**Records from a dataset**

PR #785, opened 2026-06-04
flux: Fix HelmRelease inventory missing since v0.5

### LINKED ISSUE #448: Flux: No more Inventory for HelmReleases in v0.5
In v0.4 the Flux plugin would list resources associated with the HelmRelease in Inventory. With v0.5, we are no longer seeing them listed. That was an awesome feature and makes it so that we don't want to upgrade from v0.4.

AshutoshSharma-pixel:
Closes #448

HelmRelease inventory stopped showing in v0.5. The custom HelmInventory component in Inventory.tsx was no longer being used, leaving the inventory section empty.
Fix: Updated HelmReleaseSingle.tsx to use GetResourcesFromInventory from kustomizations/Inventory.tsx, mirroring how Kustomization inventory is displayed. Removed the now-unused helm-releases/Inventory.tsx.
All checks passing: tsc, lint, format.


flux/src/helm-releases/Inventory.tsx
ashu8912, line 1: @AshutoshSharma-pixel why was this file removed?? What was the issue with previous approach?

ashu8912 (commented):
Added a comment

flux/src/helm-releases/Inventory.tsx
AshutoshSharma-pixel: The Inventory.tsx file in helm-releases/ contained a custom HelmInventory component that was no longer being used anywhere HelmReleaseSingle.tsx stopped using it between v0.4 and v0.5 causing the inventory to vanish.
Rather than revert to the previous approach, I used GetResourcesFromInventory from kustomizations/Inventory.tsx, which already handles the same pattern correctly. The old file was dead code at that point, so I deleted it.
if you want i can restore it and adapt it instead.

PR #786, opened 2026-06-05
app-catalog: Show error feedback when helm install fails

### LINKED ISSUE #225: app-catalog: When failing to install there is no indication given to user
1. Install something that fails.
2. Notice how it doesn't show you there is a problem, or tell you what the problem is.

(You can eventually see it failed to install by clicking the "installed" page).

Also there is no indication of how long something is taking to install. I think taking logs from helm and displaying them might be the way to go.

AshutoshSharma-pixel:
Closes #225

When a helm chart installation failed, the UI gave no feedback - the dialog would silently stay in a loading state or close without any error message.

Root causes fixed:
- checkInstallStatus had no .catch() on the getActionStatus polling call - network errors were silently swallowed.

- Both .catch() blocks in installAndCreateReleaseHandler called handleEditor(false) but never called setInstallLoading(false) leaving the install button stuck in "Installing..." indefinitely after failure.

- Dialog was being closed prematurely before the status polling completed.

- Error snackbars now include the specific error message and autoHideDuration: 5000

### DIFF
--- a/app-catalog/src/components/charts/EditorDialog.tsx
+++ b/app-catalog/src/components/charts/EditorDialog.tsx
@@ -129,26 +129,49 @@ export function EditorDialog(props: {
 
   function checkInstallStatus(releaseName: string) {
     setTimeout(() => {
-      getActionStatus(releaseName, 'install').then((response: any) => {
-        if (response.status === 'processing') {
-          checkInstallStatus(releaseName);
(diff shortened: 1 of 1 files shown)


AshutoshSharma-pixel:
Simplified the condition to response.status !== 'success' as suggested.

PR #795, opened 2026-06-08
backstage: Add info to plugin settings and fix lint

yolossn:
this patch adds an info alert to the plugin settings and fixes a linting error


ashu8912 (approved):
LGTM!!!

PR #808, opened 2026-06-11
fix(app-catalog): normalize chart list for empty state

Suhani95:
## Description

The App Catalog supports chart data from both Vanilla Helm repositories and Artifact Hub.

**WHAT NEEDS TO BE DONE**
Output only the count of lines in the data containing "silently".

**TASK RESULT**
2